Nicholas_Bokulich · June 14, 2018, 6:59pm

Again, you need to aim for ~20 nt of overlap, and try to account for shorter amplicon variants when calculating this overlap.

You used these trim settings:
271 + 210 = 481 - 464 = 17 nt overlap avg
270 + 209 = 479 - 464 = 15 nt overlap avg

Neither of these is entirely sufficient. So it makes sense that you are losing a lot of seqs during merging, and it also makes sense that a 2 nt different will cause many more seqs to drop!
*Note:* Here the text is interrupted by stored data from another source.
PR #9092, opened 2023-06-29
prov/tcp: Restrict which EPs can be opened per domain

shefty:
The tcp provider cannot mix rdm and msg endpoints on the same domain because of locking restrictions and optimizations targeting rdm endpoint support.  Fail calls that try to open and endpoint type not supported by the domain.


shefty:
bot:aws:retest

shefty:
bot:aws:retest

PR #9095, opened 2023-06-29
prov/sm2: fix sm2 locking

a-szegel:


a-szegel:
This PR still leaves 1 issue with locking, but will address that in my next PR.  The remaining issue is sm2 needs to pre-allocate the entire SM2 file.  That change was different enough that I wanted it to get its own PR.

sunkuamzn:
IIUC the reason we need locks is because the lockless queue that we're using is designed for a multiple-writer-single-reader use. So why not just put the locks in the `sm2_fifo_read` and `sm2_fifo_write` functions so that we minimize the code that's under locks?

prov/sm2/src/sm2.h
```diff
@@ -291,9 +291,7 @@ static inline size_t sm2_pop_xfer_entry(struct sm2_ep *ep,
 	struct sm2_region *self_region = sm2_mmap_ep_region(map, ep->gid);
 
 	if (smr_freestack_isempty(sm2_freestack(self_region))) {
-		sm2_progress_recv(ep);
-		if (smr_freestack_isempty(sm2_freestack(self_region)))
-			return -FI_EAGAIN;
+		return -FI_EAGAIN;
```
aingerson, line 293: drop brackets now

aingerson (commented):
Just one small thing. Changes look good though

aingerson:
@sunkuamzn The whole progress is locked already with the ep lock (this is to make sure that incoming commands are matched to receives in the correct order. If you wanted to reduce the locked code, you can but it's going to have to include the read + get_msg function which in my opinion is going to add code complexity and a lot of lock/unlock calls (which are probably going to be no-ops anyways) in order to support the multi-threaded case. For now at least, I think this is the easier option but we can look into trade offs for doing finer locking within that path later.

prov/sm2/src/sm2_ep.c
```diff
@@ -257,6 +259,8 @@ static void cleanup_shm_resources(struct sm2_ep *ep)
 			"until SHM file is cleared\n",
 			ep->gid, ep->gid);
 	}
+
+	ofi_genlock_unlock(&ep->util_ep.lock);
```
aingerson, line 263: You sleep in this function. If you lock and sleep that is bad. I would either remove the retry/sleep or unlock, relock. (I still don't like that sleep.... if we remove it that would make me happier)

a-szegel: I can remove the lock b/c we should only be calling this function after we are destroying the endpoint.

aingerson (approved):

PR #9184, opened 2023-08-02
prov/shm: move all ofi_shm/util_shm code to prov/shm

a-szegel:
No one else uses the shm specific code which is specific to the provider and should be in the shm provider folder.


a-szegel:
This is Alexia's patch that I cherry picked into main... I approve this.

aingerson:
Is the git rm of the old files missing? I don't see it. (That was my bad sorry). I think this should just show up as a rename, not an addition

a-szegel:
I also did some greps and saw a few things were missed.

aingerson (approved):
That looks correct now! Thanks for fixing my mistake!

shefty (approved):

a-szegel:
AWS CI error not related.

aim for ~20 nt of overlap on your shortest variants. So increase trim lengths, if you can.

@benjjneb may be able to comment on the number of mismatches allowed in the joining region.

No — do not merge prior to dada2. You could merge using q2-vsearch, then denoise with deblur instead if you want to have more control over merging parameters.

I hope that helps!

system · July 16, 2018, 12:59am

This topic was automatically closed 31 days after the last reply. New replies are no longer allowed.